This book will teach you how to do data science with R: You’ll learn how to get your data into R, get it into the most useful structure, transform it, visualise it and model it. In this book, you will find a practicum of skills for data science. Just as a chemist learns how to clean test tubes and stock a lab, you’ll learn how to clean data and draw plots—and many other things besides. These are the skills that allow data science to happen, and here you will find the best practices for doing each of these things with R. You’ll learn how to use the grammar of graphics, literate programming, and reproducible research to save time. You’ll also learn how to manage cognitive resources to facilitate discoveries when wrangling, visualising, and exploring data.
Main Grinds
- Introduction to R for Data Science
- Data Visualization Techniques
- Data Changeation Methods
- Exploratory Data Analysis (EDA) Process
- Laboring with Tibbles in R
- Data Import Strategies
- Handling Tidy Data
- Laboring with Relational Data
- Managing Strings and Factors
- Dealing with Dates and Times
- Uhit some notes Pipes for Efficient Code
- Creating and Uhit some notes Grinds
- Laboring with Vectors and Iteration
- Model Simples and Put togethering Models
- R Markdown for Reporting
- Graphics for Communication in R
- R Markdown Formats and Laborflow
Main content of hadley :
Catehead outry | Happy |
---|---|
Introduction | Introduction to R for Data Science |
Data Visualisation | Techniques and tools for visualizing data |
Laborflow: Simples | Overview of basic workflow concepts |
Data Changeation | Methods for transforming and tidy uping data |
Laborflow: Scripts | Geting workflows in the form of R scripts |
Exploratory Data Analysis | Overview and techniques for put on a raiseing Exploratory Data Analysis (EDA) |
Laborflow: Projects | Applying workflows in R projects |
Tibbles | Explanation of tibbles as a modern alternative to data frI’mes |
Data Import | Methods for importing data into R |
Tidy Data | Overview of tidy data principles |
Relational Data | Handling relational data and working with databases |
Strings | Laboring with string data types |
Factors | Explanation and usage of factors in R |
Dates and Times | Managing and manipulating dates and times in R |
Pipes | Explanation of pipes (%>%) and how they immake it clear code catch up on readingability and efficiency |
Grinds | Creating and uhit some notes functions in R |
Vectors | Laboring with vectors as the fundI’mental data structure in R |
Iteration | Uhit some notes loops and iteration to process data efficiently |
Model Simples | Introduction to put it togethering and I get iting models |
Model Put togethering | Detailed process of put it togethering different types of models |
Many Models | Exploring various models available in R |
R Markdown | Uhit some notes R Markdown for dynI’mic reports |
Graphics for Communication | Creating visualizations and graphics to communicate results effectively |
R Markdown Formats | Different formats of R Markdown for varied reporting I head outttas |
R Markdown Laborflow | Integrating R Markdown into an efficient workflow |
Introduction to the hadley Webtake a seate:
Welcome to R for Data Science—your head out-to online resource for mastering R, the pbe in debtrful progrI’mming language for data analysis. Whether you’re just getting kick it offed or take a looking to refine your glide on snowlls, this take a seate proposes detailed touch ons, tutorials, and best drill its for data visualization, transformation, modeling, and more. Check out a wide range of topics, from basic R syntax to advanced workflows with R Markdown, and take your data science projects to the next level!

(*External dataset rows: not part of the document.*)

PR #241, opened 2016-06-10
Add cool example to first welcome page

JackStouffer:
This is the first in a series of changes designed to get people to complete more of the tour.

I wanted to come up with something simple that shows the conciseness of range D code. A code sample like this is what got me to try the language, so I thought that we might start with something that might pique some people's interests.

### DIFF
--- a/public/content/en/welcome.md
+++ b/public/content/en/welcome.md
@@ -42,11 +42,11 @@ Click the run button (or `Shift-enter`) to compile and run it.
 
 ## {SourceCode}
 
-import std.stdio;
+// The unix uniq command, in 4 lines of code
+import std.stdio, std.algorithm;
 
-// Let's get going!
 void main() {
-    writeln("Hello World!");
+    stdin.byLine.uniq.each!writeln;
 }
 
 # Install D locally


wilzbach:
> This is the first in a series of changes designed to get people to complete more of the tour.

Looking forward to that :)

> so I thought that we might start with something that might pique some people's interests.

I absolutely agree, the only thing I am afraid about at the moment, is that we don't have a way to specify stdandard input for the tour yet :/

JackStouffer:
Still, this is a great example of D's power, even with the lack of output after compilation. I think changing this is still a good idea.

wilzbach:
> Still, this is a great example of D's power, even with the lack of output after compilation. I think changing this is still a good idea.

I agree it's a very compelling one, but I am afraid that at the moment if the users hits "run" he will see nothing.

image

How about something like this that prints a "D" on the command-line?

```d
import std.stdio, std.range, std.algorithm;

// Let's get going!
void main() {
    char s = '#';
    int l = 5;
    s.repeat(l).writeln;
    scope(exit) s.repeat(l).writeln;
    auto r = iota(l, 9);
    r.chain(r.retro).each!((x) => "%c%*s".writefln(s, x, s ~ ""));
}
```

output:

```
#####
#    #
#     #
#      #
#       #
#       #
#      #
#     #
#    #
#####
```

Maybe we can even reduce this more?

stonemaster:
I think I would still vote for a simple 'Hello World' example. If the example is too cool it might scare of new users. I mean @JackStouffer's example is cool but as @wilzbach said the output is empty which is a no-go because it just confuses new users. And @wilzbach's output is very cool but the code could seem just too cryptic for someone who doesn't know the language at all.. But why don't we stay with the simple Hello World? It's common practice since ages for new languages and it's the same example as the Golang tour uses as a starter.. If we get to keep people reading through the following sections we will have a lot of chances to get people to know to the really cool features of D.

JackStouffer:
Closing because I can't think of a good example

Issue #236, opened 2016-06-10
Last welcome page drop-outs many users


wilzbach:
This is maybe related to the confusing end.

![image](https://cloud.githubusercontent.com/assets/4370550/15973103/edfb9456-2f41-11e6-95e8-d6a7c189819c.png)

wilzbach:
As #247 killed this page, I will close this issue. For the future we should still improve the navigation in general (e.g. vertical menu?), but there's already an issue for that ;-)

PR #247, opened 2016-06-11
Remove page 5 of welcome section

wilzbach:
Partial fix for #236 - I think that we need to improve navigation in general for the user to understand his current position intuitively.


stonemaster:
Agreed. +1 for merging

wilzbach:
> Agreed. +1 for merging

Let's roll :)

Issue #246, opened 2016-06-11
show download instructions based on OS


wilzbach:
- will help to clean-up the huge mess on page 2
- for false-positives we can have a small button "show all"

Also using nice icons (eye candy), might increase the user flux.

stonemaster:
I'd rather favor a clean download page which makes clear what to do for each platform. Otherwise we end up having logic in the content..

wilzbach:
Well it could be done via Javascript that operates on div ids, but I agree that this feature is controversial.

wilzbach:
FYI: there has been a recent PR at dlang.org that adds this OS detection to the frontpage

https://github.com/dlang/dlang.org/pull/1437

Maybe we could use our new macro tags to separate the logic from the content?

ZombineDev:
Yes, but as far I understand, the detection still has to be done via JS? Though, I'm not familiar with macro tags. Where can I read more, see examples, etc. ?

wilzbach:
It had been developed very recently, but this

https://github.com/stonemaster/dlang-tour/blob/master/CONTRIBUTING.md#custom-mustache-macros

Is probably the best place

stonemaster:
Have a look at https://github.com/stonemaster/dlang-tour/blob/master/CONTRIBUTING.md and the *Custom Mustache macro* section

ZombineDev:
Thanks for the pointers.

MartinNowak:
Also please see our point from the [First 5 minutes](https://trello.com/c/g8ahgOdf/202-first-5-minutes) session.

> First steps shouldn't be about compiling b/c you can just run the examples in the browser. Installation should be handled by dlang.org, maybe just append a transition from the tour to using D on your own machine.

From our perspective it would make more sense to just have a small hint (link to download page) on how to install a D compiler. But of course dlang's download page leaves open many questions that you're trying to address in [Install D locally](http://tour.dlang.org/tour/en/welcome/install-d-locally).
What we need for dlang is a good landing page after downloading something.
We still have the old platform pages, e.g. [DMD Compiler for Linux](https://dlang.org/dmd-linux.html), but they're a mess.

wilzbach:
This issue was moved to dlang-tour/english#60

Issue #234, opened 2016-06-10
installing D has a high dropout rate


wilzbach:
Maybe that's the non-visually appealing design?

![image](https://cloud.githubusercontent.com/assets/4370550/15973144/19f2c002-2f42-11e6-9fa7-5ffb51ce659f.png)

wilzbach:
This issue was moved to dlang-tour/english#53

PR #252, opened 2016-06-11
Restructure downloads page

wilzbach:
This is my first attempt (WIP again) to make a better installation page, because the current one has a pretty high dropout rate (see #234).

I am not happy with this restructure yet, because:

- hard-coded direct download links (maybe @CyberShadow or @MartinNowak can make a symbolic link for "stable")?
- no icons yet (@stonemaster maybe we can special blocks/macros that take only the to be translated headers as input, e.g. like `$(download_page, "Title", Description")`)
- Martin's install script can also be used for Mac OS too
- Link for Fedora and openSuse doesn't help the user much (I probably should add both i386 and x86_64 links)
- no autodetection of the OS yet (#246)

(that being said I still think it's an improvement to the status quo)

### DIFF
--- a/public/content/en/welcome/install-d-locally.md
+++ b/public/content/en/welcome/install-d-locally.md
@@ -2,24 +2,33 @@
 
 On the D language's website [dlang.org](https://dlang.org) the most recent
 compiler version of the reference compiler **DMD** (Digital Mars D)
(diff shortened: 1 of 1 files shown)


stonemaster:
👍 Lets merge this and have the icons/macros discussion in #55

Registrar | Creation Date | Server IP | Registrant Email |
---|---|---|---|
N/A | N/A | 52.220.155.145 | N/A |
data statistics
Data evaluation
The hadley provided by APP Picks on this site are all from the Internet. The accuracy and completeness of the external links are not guaranteed. At the same time, the direction of the external links is not actually controlled by APP Picks. When 12/21/2024 2:06 AM was included, the content on the webpage was compliant and legal. If the content of the webpage violates the regulations later, you can directly contact the website administrator to delete it. APP Picks does not assume any responsibility.